Daily Bangla Times :


Published : 2018-11-24 16:00:00




Daily Bangla Times :


Published : 2018-11-24 16:00:00




Election Commission moves to woo foreign observers

Election Commission moves to woo foreign observers


BD Correspondent: Election Commission is making all-out efforts to persuade foreign observers to monitor the next general election, now slated for December 30, when the European Union has already announced that it will not send observers.

The EU, however, has informed foreign ministry as well as EC that two EU experts are scheduled to arrive in Dhaka on November 27 and leave Dhaka on December 12, an election commissioner told the media on Sunday.

EC would send letters to the election commissions of India, Afghanistan, Bhutan, the Maldives, Nepal, Pakistan and Sri Lanka inviting them to send observers to monitor the 11th parliamentary polls in Bangladesh, EC joint secretary M Asaduzza man told the media.

He said that commission also would send invitations to different international organisations working with elections and good governance.

He said that the commission would write to the foreign missions to take necessary initiatives to encourage the people involved in electoral process in their respective countries for coming to Bangladesh to monitor the polls.
The EC on Sunday held a meeting with the representatives of foreign, home and information ministries to discuss how foreign elections observers and journalists would operate.

Form the meeting, the EC officials asked the foreign ministry and immigration department of home ministry to take necessary initiatives to provide on arrival visas if needed to the international election observers and journalists.
The home ministry was also asked to set a help desk at airport in this regard, the EC official said.

He said that the home ministry also would issue necessary clearance to the international election observers and journalists and forward it to EC and foreign ministry.

EC also asked information ministry to set up an information cell for giving necessary information to the election observers and journalists, the EC official said.

Earlier, European External Action Service of the European Union explained its stance to the EC that the EU decided not to deploy election observation mission in the 11th parliamentary elections in Bangladesh.

The EU conveyed the message in a diplomatic note via Bangladesh embassy in Brussels on September 27 in response to a letter the commission sent on December 18, 2017 inviting the European Union to observe the elections.
According to the EC officials, the EU sent a large number of election observers in the 2001 and 2008 general elections but they did not do so for the January 5, 2014 controversial election.

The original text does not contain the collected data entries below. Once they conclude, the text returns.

PR #62, opened 2020-07-08
Quick format of things the autoformatter disagrees with

apluscs:
These things keep cluttering up my other PRs. Let's just merge them in.

### DIFF
--- a/src/main/java/com/google/sps/data/Availability.java
+++ b/src/main/java/com/google/sps/data/Availability.java
@@ -30,11 +30,7 @@ public abstract class Availability {
   public abstract LocalDate date();
 
   public static Availability create(String email, TimeRange when, LocalDate date) {
-    return builder()
-        .setEmail(email)
-        .setWhen(when)
-        .setDate(date)
-        .build();
+    return builder().setEmail(email).setWhen(when).setDate(date).build();
   }
 
   public static Builder builder() {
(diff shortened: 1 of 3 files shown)


src/main/java/com/google/sps/data/Availability.java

The EC officials said that a total of 8,874 observers from 35 local organisations and only four foreign observers came to Bangladesh to monitor the 10th parliamentary election held on January 5, 2014, while some 1.59 lakh local observers and 593 foreign observers monitored the 2008 general election.

Election Commission recently faced huge criticism after its secretary Helaluddin Ahmed asked local election observers to stay at the polling stations like ‘statue’, even when they would observe any irregularities.